Modeling methods
Three methods were used for building models: boosted regression trees (BRT), generalized linear models of the binomial family (GLM) and maximum entropy (Maxent) (Hijmans & Graham, 2006; Elith, Leathwick, & Hastie, 2008; Franklin, 2010). Models used field survey presence and 200 randomly generated pseudoabsence background points (Franklin, 1995; Franklin, 2010; Elith, Kearney, & Phillips, 2010; Elith & Franklin, 2013; Phillips & Elith, 2013, Guillera-Arroita et al., 2015).
BRT is an iterative machine learning optimization method, in which the deviance residuals from a prior decision tree are used as the data for the next step (called “boosting”); the decision tree building process continues until residual deviance is no longer decreased by iterations (De’ath, 2007; Franklin, 2010). Decision trees, the underlying algorithm of BRT, also known as classification and regression trees, perform well with both continuous and categorical variables, and, unlike with GLM, for example, they are robust to a lack of independence among predictors (De’ath, 2007; Elith & Leathwick, 2009; Elith & Leathwick, 2017; Albuquerque et al., 2018).
GLM is a well known regression method that uses maximum likelihood as the measure of the contribution of a variable to a prediction of the “state” of a dependent variable, in this case the binary outcome of presence/absence (Nelder & Wedderburn, 1972; Guisan, Edwards, & Hastie, 2002).

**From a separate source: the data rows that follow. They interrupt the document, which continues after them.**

PR #1778, opened 2025-01-29
[SEDONA-705] Add unique partitioner wrapper to enable partitioned writes with Sedona

paleolimbot:

- Yes, the URL of the associated JIRA ticket is https://issues.apache.org/jira/browse/SEDONA-705. The PR name follows the format `[SEDONA-705] my subject`.

After SEDONA-695 (https://github.com/apache/sedona/pull/1751), we will have the ability to do partitioned writes! To be useful in most contexts, we also need the ability to create those partitions assigning a unique partition to each feature (i.e., don't introduce duplicates).

- Added a set of `spatialPartitioningWithoutDuplicates()` functions to match `spatialPartitioning()`
- Added a `GenericUniqueSpatialPartitioner` that wraps an existing partitioner producing a (deterministic) single result on `placeObject()`.
- Wired up the functions to Python

## How was this patch tested?

Tests were added in Java and Python.

- New API, will add once the approach is validated in principle!

### DIFF
--- a/docs/tutorial/sql.md
+++ b/docs/tutorial/sql.md
@@ -1651,7 +1651,9 @@ You can use `StructuredAdapter` and the `spatialRDD.spatialPartitioningWithoutDu
 === "Scala"
 
 	```scala
-	spatialRDD.spatialPartitioning(GridType.KDBTREE)
+	spatialRDD.spatialParitioningWithoutDuplicates(GridType.KDBTREE)
+	// Specify the desired number of partitions as 10, though the actual number may vary
+	// spatialRDD.spatialParitioningWithoutDuplicates(GridType.KDBTREE, 10)
 	var spatialDf = StructuredAdapter.toSpatialPartitionedDf(spatialRDD, sedona)
 	```
 
--- a/docs/tutorial/sql.md
+++ b/docs/tutorial/sql.md
@@ -1638,6 +1638,37 @@ Use SedonaSQL DataFrame-RDD Adapter to convert a DataFrame to an SpatialRDD. Ple
 	spatialDf = StructuredAdapter.toDf(spatialRDD, sedona)
 	```
 
+### SpatialRDD to DataFrame with spatial partitioning
+
+By default, `StructuredAdapter.toDf()` does not preserve spatial partitions because doing so
+may introduce duplicate features for most types of spatial data. These duplicates
+are introduced on purpose to ensure correctness when performing a spatial join;
+however, when using Sedona to prepare a dataset for distribution this is not typically
+desired.
+
+=== "Scala"
+
+	```scala
+	spatialRDD.spatialPartitioning(GridType.KDBTREE)
+	var spatialDf = StructuredAdapter.toSpatialPartitionedDf(spatialRDD, sedona)
+	```
+
+=== "Java"
+
+	```java
+	spatialRDD.spatialPartitioning(GridType.KDBTREE)
+	Dataset<Row> spatialDf = StructuredAdapter.toSpatialPartitionedDf(spatialRDD, sedona)
+	```
+
+=== "Python"
+
+	```python
+	from sedona.utils.structured_adapter import StructuredAdapter
+
+	spatialRDD.spatialPartitioning(GridType.KDBTREE)
+	spatialDf = StructuredAdapter.toSpatialPartitionedDf(spatialRDD, sedona)
+	```
+
 ### SpatialPairRDD to DataFrame
 
 PairRDD is the result of a spatial join query or distance join query. SedonaSQL DataFrame-RDD Adapter can convert the result to a DataFrame. But you need to provide the schema of the left and right RDDs.
--- a/docs/tutorial/sql.md
+++ b/docs/tutorial/sql.md
@@ -1662,7 +1662,7 @@ You can use `StructuredAdapter` and the `spatialRDD.spatialPartitioningWithoutDu
 	```java
 	spatialRDD.spatialParitioningWithoutDuplicates(GridType.KDBTREE)
 	// Specify the desired number of partitions as 10, though the actual number may vary
-	// spatialRDD.spatialParitioningWithoutDuplicates(GridType.KDBTREE, 10)	
+	// spatialRDD.spatialParitioningWithoutDuplicates(GridType.KDBTREE, 10)
 	Dataset<Row> spatialDf = StructuredAdapter.toSpatialPartitionedDf(spatialRDD, sedona)
 	```
 
--- a/docs/tutorial/sql.md
+++ b/docs/tutorial/sql.md
@@ -1667,7 +1667,9 @@ You can use `StructuredAdapter` and the `spatialRDD.spatialPartitioningWithoutDu
 	```python
 	from sedona.utils.structured_adapter import StructuredAdapter
 
-	spatialRDD.spatialPartitioning(GridType.KDBTREE)
+	spatialRDD.spatialPartitioningWithoutDuplicates(GridType.KDBTREE)
+	# Specify the desired number of partitions as 10, though the actual number may vary
+	# spatialRDD.spatialParitioningWithoutDuplicates(GridType.KDBTREE, 10)
 	spatialDf = StructuredAdapter.toSpatialPartitionedDf(spatialRDD, sedona)
 	```
 
--- a/docs/tutorial/sql.md
+++ b/docs/tutorial/sql.md
@@ -1646,6 +1646,8 @@ are introduced on purpose to ensure correctness when performing a spatial join;
 however, when using Sedona to prepare a dataset for distribution this is not typically
 desired.
 
+You can use `StructuredAdapter` and the `spatialRDD.spatialPartitioningWithoutDuplicates` function to obtain a Sedona DataFrame that is spatially partitioned without duplicates. This is especially useful for generating balanced GeoParquet files while preserving spatial proximity within files, which is crucial for optimizing filter pushdown performance in GeoParquet files.
+
 === "Scala"
 
 	```scala
--- a/docs/tutorial/sql.md
+++ b/docs/tutorial/sql.md
@@ -1660,7 +1660,9 @@ You can use `StructuredAdapter` and the `spatialRDD.spatialPartitioningWithoutDu
 === "Java"
 
 	```java
-	spatialRDD.spatialPartitioning(GridType.KDBTREE)
+	spatialRDD.spatialParitioningWithoutDuplicates(GridType.KDBTREE)
+	// Specify the desired number of partitions as 10, though the actual number may vary
+	// spatialRDD.spatialParitioningWithoutDuplicates(GridType.KDBTREE, 10)	
 	Dataset<Row> spatialDf = StructuredAdapter.toSpatialPartitionedDf(spatialRDD, sedona)
 	```
 
--- a/python/tests/test_base.py
+++ b/python/tests/test_base.py
@@ -26,6 +26,7 @@ from sedona.spark import *
 from sedona.utils.decorators import classproperty
 
 SPARK_REMOTE = os.getenv("SPARK_REMOTE")
+EXTRA_JARS = os.getenv("SEDONA_PYTHON_EXTRA_JARS")
 
 from shapely import wkt
 from shapely.geometry.base import BaseGeometry
@@ -36,6 +37,10 @@ class TestBase:
     @classproperty
     def spark(self):
         if not hasattr(self, "__spark"):
+            # This lets a caller override the value of SPARK_HOME to just use whatever
+            # is provided by pyspark. Otherwise, export SPARK_HOME="" has no effect.
+            if "SPARK_HOME" in os.environ and not os.environ["SPARK_HOME"]:
+                del os.environ["SPARK_HOME"]
 
             builder = SedonaContext.builder()
             if SPARK_REMOTE:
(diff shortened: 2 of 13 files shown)


spark/common/src/main/java/org/apache/sedona/core/spatialPartitioning/GenericUniquePartitioner.java
```diff
@@ -0,0 +1,67 @@
...
+import javax.annotation.Nullable;
+import org.apache.sedona.core.joinJudgement.DedupParams;
+import org.locationtech.jts.geom.Geometry;
+import scala.Tuple2;
+
+public class GenericUniquePartitioner extends SpatialPartitioner {
+  private SpatialPartitioner parent;
+
+  public GenericUniquePartitioner(SpatialPartitioner parent) {
+    super(parent.getGridType(), parent.getGrids());
```
jiayuasu, line 32: I recommend using partitionTree instead of grids. You can assume we will only support QuadTree and KDBTree partitioning for non-duplicate partitioner. All leaf nodes in a partition tree are actual grids.

Checking 1 geometry against the partitionTree is way faster than iterating over a list of grids.

jiayuasu, line 32: I recommend using partitionTree instead of grids. You can assume we will only support QuadTree and KDBTree partitioning for non-duplicate partitioner. All leaf nodes in a partition tree are actual grids.

Checking 1 geometry against the partitionTree is way faster than iterating over a list of grids.

python/tests/test_base.py
paleolimbot, line 1: I'm happy to move this to another PR...it's basically what it takes to get VSCode's Python testing integration to enable run/debug/discover.

spark/common/src/main/java/org/apache/sedona/core/spatialPartitioning/SpatialPartitioner.java
```diff
@@ -35,6 +35,11 @@ public abstract class SpatialPartitioner extends Partitioner implements Serializ
   protected final GridType gridType;
   protected final List<Envelope> grids;
 
+  protected SpatialPartitioner() {
+    gridType = null;
+    grids = null;
+  }
```
paleolimbot, line 41: A cleaner way to do this would probably be to remove the `gridType` and `grids` field and make `getGridType()` and `getGrids()` abstract? I could also remove this constructror and just pass the `GenericUniquePartitioner`'s parent grids/grid type through here.

spark/common/src/main/java/org/apache/sedona/core/spatialPartitioning/GenericUniquePartitioner.java
```diff
@@ -0,0 +1,77 @@
...
+        minGeometry = value._2();
+      }
+    }
+
+    HashSet<Tuple2<Integer, Geometry>> out = new HashSet<Tuple2<Integer, Geometry>>();
+    if (minGeometry != null) {
+      out.add(new Tuple2<Integer, Geometry>(minParitionId, minGeometry));
+    }
+
+    return out.iterator();
```
paleolimbot, line 64: I could also just take `it.Next()` here (i.e., always return the first one) and modify the `placeObject` implementations to not return an iterator off of a `HashSet` (i.e., write our own implementation of `Iterator`, which might be better anyway).

The motivation here is to ensure that the output is deterministic (i.e., if you set grids and ask Sedona to partition, you'll get the same result if you run your pipeline today or tomorrow).

spark/common/src/test/resources/.gitignore
```diff
@@ -1,2 +1,3 @@
 *.DS_Store
 real-*
+wkb/testSaveAs*
```
paleolimbot, line 3: Again, I can move this to another PR (running the Python tests creates quite a lot of files here!)

spark/common/src/main/java/org/apache/sedona/core/spatialRDD/SpatialRDD.java
```diff
@@ -278,7 +304,7 @@ public void spatialPartitioning(SpatialPartitioner partitioner) {
 
   /** @deprecated Use spatialPartitioning(SpatialPartitioner partitioner) */
   public boolean spatialPartitioning(final List<Envelope> otherGrids) throws Exception {
-    this.partitioner = new FlatGridPartitioner(otherGrids);
+    this.partitioner = new IndexedGridPartitioner(otherGrids);
```
paleolimbot, line 307: I think this probably is a better default (log complexity vs. linear complexity for placement). It's important to support this one for the partitioning use case (enables composability between the "generate my grids" and "partition my data" steps).

spark/common/src/main/java/org/apache/sedona/core/spatialPartitioning/IndexedGridPartitioner.java
```diff
@@ -48,7 +48,7 @@ public IndexedGridPartitioner(
   }
 
   public IndexedGridPartitioner(GridType gridType, List<Envelope> grids) {
-    this(gridType, grids, false);
+    this(gridType, grids, true);
```
paleolimbot, line 51: This aligns the default between the `IndexedGridPartitioner` and the `FlatGridPartitioner`

spark/common/src/main/java/org/apache/sedona/core/spatialRDD/SpatialRDD.java
james-willis: if we think this is important should we un-deprecate it? I have a similar pattern in isochrones, but I create the IndexedGridParitioner myself because this API is deprecated.

james-willis: Is it right to include the overflow partition here? perhaps this is why the API is deprecated, so you can configure the spatial partitioner on its own.

spark/common/src/main/java/org/apache/sedona/core/spatialRDD/SpatialRDD.java
```diff
@@ -159,6 +159,32 @@ public boolean spatialPartitioning(GridType gridType) throws Exception {
...
+    this.spatialPartitionedRDD = partition(partitioner);
+  }
+
+  public void spatialPartitioningWithoutDuplicates(SpatialPartitioner partitioner) {
+    partitioner = new GenericUniquePartitioner(partitioner);
+    this.spatialPartitionedRDD = partition(partitioner);
+  }
+
+  /** @deprecated Use spatialPartitioningWithoutDuplicates(SpatialPartitioner partitioner) */
+  public boolean spatialPartitioningWithoutDuplicates(final List<Envelope> otherGrids)
```
james-willis, line 181: why write a new deprecated API?

spark/common/src/main/java/org/apache/sedona/core/spatialRDD/SpatialRDD.java
```diff
@@ -159,6 +159,32 @@ public boolean spatialPartitioning(GridType gridType) throws Exception {
     return true;
   }
 
+  public boolean spatialParitioningWithoutDuplicates(GridType gridType) throws Exception {
```
james-willis, line 162: is withoutDuplicates better as its own set of methods or as a bool flag? No strong opinion but something to consider.

james-willis (changes requested):

spark/common/src/main/java/org/apache/sedona/core/spatialRDD/SpatialRDD.java
paleolimbot: That's a great point! I added it here because it's invoked by Python for the non-unique case, and my test uses it.

> Is it right to include the overflow partition here?

I think so...if it's not included will rows be removed from the output? I don't think there's a performance issue with including it.

spark/common/src/main/java/org/apache/sedona/core/spatialRDD/SpatialRDD.java
paleolimbot: Your idea of un-deprecating this is a good one...I had to add this because it's called from Python if you pass a list of envelopes (and that's how I test this). I'll turn this into a docstring with some useful content on the appropriate uses of this.

spark/common/src/main/java/org/apache/sedona/core/spatialRDD/SpatialRDD.java
paleolimbot: I do tend to have a preference towards methods (but also happy to change this to the prevailing opinion!). I know most Java IDEs let you toggle inlays that make this mute, but my theory was that `spatialParitioningWithoutDuplicates(GridType.KDBTREE)` is slightly more informative to read than `spatialPartitioning(GridType.KDBTREE, false)`.

Kontinuation: The python API has `introduce_duplicates` added as an optional parameter. I prefer making python API consistent with the Java API by adding a new `spatialParitioningWithoutDuplicates` method.

spark/common/src/main/java/org/apache/sedona/core/spatialPartitioning/GenericUniquePartitioner.java
Kontinuation: I'm OK with your current approach. We'd better add comment to the code selecting the partitioning result with the minimum partition id to signify that this is for producing consistent result.

spark/common/src/main/java/org/apache/sedona/core/spatialRDD/SpatialRDD.java
james-willis: > if it's not included will rows be removed from the output? 

Correct. best to leave it in

spark/common/src/main/java/org/apache/sedona/core/spatialRDD/SpatialRDD.java
paleolimbot: Done!

docs/tutorial/sql.md
```diff
@@ -1638,6 +1638,37 @@ Use SedonaSQL DataFrame-RDD Adapter to convert a DataFrame to an SpatialRDD. Ple
...
+By default, `StructuredAdapter.toDf()` does not preserve spatial partitions because doing so
+may introduce duplicate features for most types of spatial data. These duplicates
+are introduced on purpose to ensure correctness when performing a spatial join;
+however, when using Sedona to prepare a dataset for distribution this is not typically
+desired.
+
+=== "Scala"
+
+	```scala
+	spatialRDD.spatialPartitioning(GridType.KDBTREE)
```
jiayuasu, line 1652:
```suggestion
	spatialRDD.spatialParitioningWithoutDuplicates(GridType.KDBTREE)
	// Specify the desired number of partitions as 10, though the actual number may vary
	// spatialRDD.spatialParitioningWithoutDuplicates(GridType.KDBTREE, 10)
```

docs/tutorial/sql.md
```diff
@@ -1638,6 +1638,37 @@ Use SedonaSQL DataFrame-RDD Adapter to convert a DataFrame to an SpatialRDD. Ple
...
+	var spatialDf = StructuredAdapter.toSpatialPartitionedDf(spatialRDD, sedona)
+	```
+
+=== "Java"
+
+	```java
+	spatialRDD.spatialPartitioning(GridType.KDBTREE)
```
jiayuasu, line 1659:
```suggestion
	spatialRDD.spatialParitioningWithoutDuplicates(GridType.KDBTREE)
	// Specify the desired number of partitions as 10, though the actual number may vary
	// spatialRDD.spatialParitioningWithoutDuplicates(GridType.KDBTREE, 10)	
```

docs/tutorial/sql.md
```diff
@@ -1638,6 +1638,37 @@ Use SedonaSQL DataFrame-RDD Adapter to convert a DataFrame to an SpatialRDD. Ple
...
+	Dataset<Row> spatialDf = StructuredAdapter.toSpatialPartitionedDf(spatialRDD, sedona)
+	```
+
+=== "Python"
+
+	```python
+	from sedona.utils.structured_adapter import StructuredAdapter
+
+	spatialRDD.spatialPartitioning(GridType.KDBTREE)
```
jiayuasu, line 1668:
```suggestion
	spatialRDD.spatialPartitioningWithoutDuplicates(GridType.KDBTREE)
	# Specify the desired number of partitions as 10, though the actual number may vary
	# spatialRDD.spatialParitioningWithoutDuplicates(GridType.KDBTREE, 10)
```

docs/tutorial/sql.md
```diff
@@ -1638,6 +1638,37 @@ Use SedonaSQL DataFrame-RDD Adapter to convert a DataFrame to an SpatialRDD. Ple
 	spatialDf = StructuredAdapter.toDf(spatialRDD, sedona)
 	```
 
+### SpatialRDD to DataFrame with spatial partitioning
+
+By default, `StructuredAdapter.toDf()` does not preserve spatial partitions because doing so
+may introduce duplicate features for most types of spatial data. These duplicates
+are introduced on purpose to ensure correctness when performing a spatial join;
+however, when using Sedona to prepare a dataset for distribution this is not typically
+desired.
```
jiayuasu, line 1647:
```suggestion
desired.

You can use `StructuredAdapter` and the `spatialRDD.spatialPartitioningWithoutDuplicates` function to obtain a Sedona DataFrame that is spatially partitioned without duplicates. This is especially useful for generating balanced GeoParquet files while preserving spatial proximity within files, which is crucial for optimizing filter pushdown performance in GeoParquet files.
```

jiayuasu (changes requested):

Maximum entropy (Maxent) is a machine learning method that employs multinomial logistic regression to estimate the probability of the distribution of a species according to the “maximum entropy” of the distribution, i.e., the most uniform distribution of a species possible given the limits imposed by the predictor variables (Phillips, Anderson, & Schapire, 2006; Elith et al. 2011, Phillips, Anderson, Dudík, Schapire, & Blair, 2017).